(RECORDS FOR THIS EXERCISE)
PR #1297, opened 2025-04-23
Add Interceptor Methods for Skip and Update Rendering

steve-the-edwards:
This is necessary in order to do effective tracing with optimizations enabled.

These are also helpful and quite logical methods for the interceptor.

Specifically `onRenderingUpdated(rendering)` is powerful as you could decorate every rendering passed out of the runtime via an interceptor.


workflow-runtime/src/commonMain/kotlin/com/squareup/workflow1/WorkflowInterceptor.kt
```diff
@@ -12,10 +12,10 @@ import kotlin.reflect.KType
  * Provides hooks into the workflow runtime that can be used to instrument or modify the behavior
  * of workflows.
  *
- * This interface's methods mirror the methods of [StatefulWorkflow]. It also has one additional
- * method, [onSessionStarted], that is notified when a workflow is started. Each method returns the
- * same thing as the corresponding method on [StatefulWorkflow], and receives the same parameters
- * as well as two extra parameters:
+ * This interface's methods mirror the methods of [StatefulWorkflow], and three additional methods,
+ * explained below.
+ * Each method returns the same thing as the corresponding method on [StatefulWorkflow], and\
```
pyricau, line 17: `\` ?

workflow-runtime/src/commonMain/kotlin/com/squareup/workflow1/WorkflowInterceptor.kt
```diff
@@ -129,6 +142,21 @@ public interface WorkflowInterceptor {
     session: WorkflowSession
   ): Snapshot? = proceed(state)
 
+  /**
+   * Called when a [RenderingAndSnapshot] is updated from the runtime (i.e. when the [StateFlow]
+   * is provided a new value - this may still be de-duplicated).
```
pyricau, line 147: "this may still be de-duplicated" => by consumers of the state flow, based on some other things?

workflow-runtime/src/commonMain/kotlin/com/squareup/workflow1/WorkflowInterceptor.kt
```diff
@@ -129,6 +142,21 @@ public interface WorkflowInterceptor {
...
+   * @return [RenderingAndSnapshot]: a possibly modified [RenderingAndSnapshot].
+   */
+  public fun <R> onRenderingUpdated(
+    rendering: RenderingAndSnapshot<R>
+  ): RenderingAndSnapshot<R> = rendering
+
+  /**
+   * Called when the rendering is skipped because no state has changed after action cascade(s).
+   */
+  public fun onRenderingSkipped(): Unit = Unit
```
pyricau, line 158: if the outcome of an action loop is always either "onRenderingSkipped" or "onRenderingUpdated", then I would actually merge those and pass in a sealed class of "Updated" vs "Skipped", which would make this behavior a lot clearer.

workflow-runtime/src/commonMain/kotlin/com/squareup/workflow1/WorkflowInterceptor.kt
steve-the-edwards: by the `StateFlow` itself which de-duplicates emissions downstream.

workflow-runtime/src/commonMain/kotlin/com/squareup/workflow1/WorkflowInterceptor.kt
steve-the-edwards: ya I think that sounds reasonable!

workflow-runtime/src/commonMain/kotlin/com/squareup/workflow1/WorkflowInterceptor.kt
```diff
@@ -129,6 +142,21 @@ public interface WorkflowInterceptor {
     session: WorkflowSession
   ): Snapshot? = proceed(state)
 
+  /**
+   * Called when a [RenderingAndSnapshot] is updated from the runtime (i.e. when the [StateFlow]
+   * is provided a new value - this may still be de-duplicated).
+   *
+   * @return [RenderingAndSnapshot]: a possibly modified [RenderingAndSnapshot].
+   */
+  public fun <R> onRenderingUpdated(
```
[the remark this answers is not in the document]
steve-the-edwards: yes I can rename this.

workflow-runtime/src/commonMain/kotlin/com/squareup/workflow1/WorkflowInterceptor.kt
```diff
@@ -28,6 +28,19 @@ import kotlin.reflect.KType
...
+ * There are 3 more methods in this interface:
+ *
+ *  1. [onSessionStarted] - called when a new [WorkflowSession] is created the first time a
+ *     workflow is rendered with the [CoroutineScope] for that session.
+ *  1. [onRenderingSkipped] - called when the rendering is short-circuited because no state
+ *     change was detected as part of the action cascade(s) and the
+ *     [RuntimeConfig.RENDER_ONLY_WHEN_STATE_CHANGES] is enabled.
+ *  1. [onRenderingUpdated] - called when a [RenderingAndSnapshot] is passed to the [StateFlow]
+ *     returned by [renderWorkflowIn]. It is passed the [RenderingAndSnapshot] which could be
+ *     decorated.
```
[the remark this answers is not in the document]
steve-the-edwards: `onSessionStarted` actually existed before these changes (I just moved the documentation and made it clear).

(ASSIGNED TASK) Exactly the lines from the one holding "steve-the-edwards: by the" to the final line of the listing, both included, must make up the answer.

(WRITTEN ANSWER)
steve-the-edwards: by the `StateFlow` itself which de-duplicates emissions downstream.

workflow-runtime/src/commonMain/kotlin/com/squareup/workflow1/WorkflowInterceptor.kt
steve-the-edwards: ya I think that sounds reasonable!

workflow-runtime/src/commonMain/kotlin/com/squareup/workflow1/WorkflowInterceptor.kt
```diff
@@ -129,6 +142,21 @@ public interface WorkflowInterceptor {
     session: WorkflowSession
   ): Snapshot? = proceed(state)
 
+  /**
+   * Called when a [RenderingAndSnapshot] is updated from the runtime (i.e. when the [StateFlow]
+   * is provided a new value - this may still be de-duplicated).
+   *
+   * @return [RenderingAndSnapshot]: a possibly modified [RenderingAndSnapshot].
+   */
+  public fun <R> onRenderingUpdated(
```
[the remark this answers is not in the document]
steve-the-edwards: yes I can rename this.

workflow-runtime/src/commonMain/kotlin/com/squareup/workflow1/WorkflowInterceptor.kt
```diff
@@ -28,6 +28,19 @@ import kotlin.reflect.KType
...
+ * There are 3 more methods in this interface:
+ *
+ *  1. [onSessionStarted] - called when a new [WorkflowSession] is created the first time a
+ *     workflow is rendered with the [CoroutineScope] for that session.
+ *  1. [onRenderingSkipped] - called when the rendering is short-circuited because no state
+ *     change was detected as part of the action cascade(s) and the
+ *     [RuntimeConfig.RENDER_ONLY_WHEN_STATE_CHANGES] is enabled.
+ *  1. [onRenderingUpdated] - called when a [RenderingAndSnapshot] is passed to the [StateFlow]
+ *     returned by [renderWorkflowIn]. It is passed the [RenderingAndSnapshot] which could be
+ *     decorated.
```
[the remark this answers is not in the document]
steve-the-edwards: `onSessionStarted` actually existed before these changes (I just moved the documentation and made it clear).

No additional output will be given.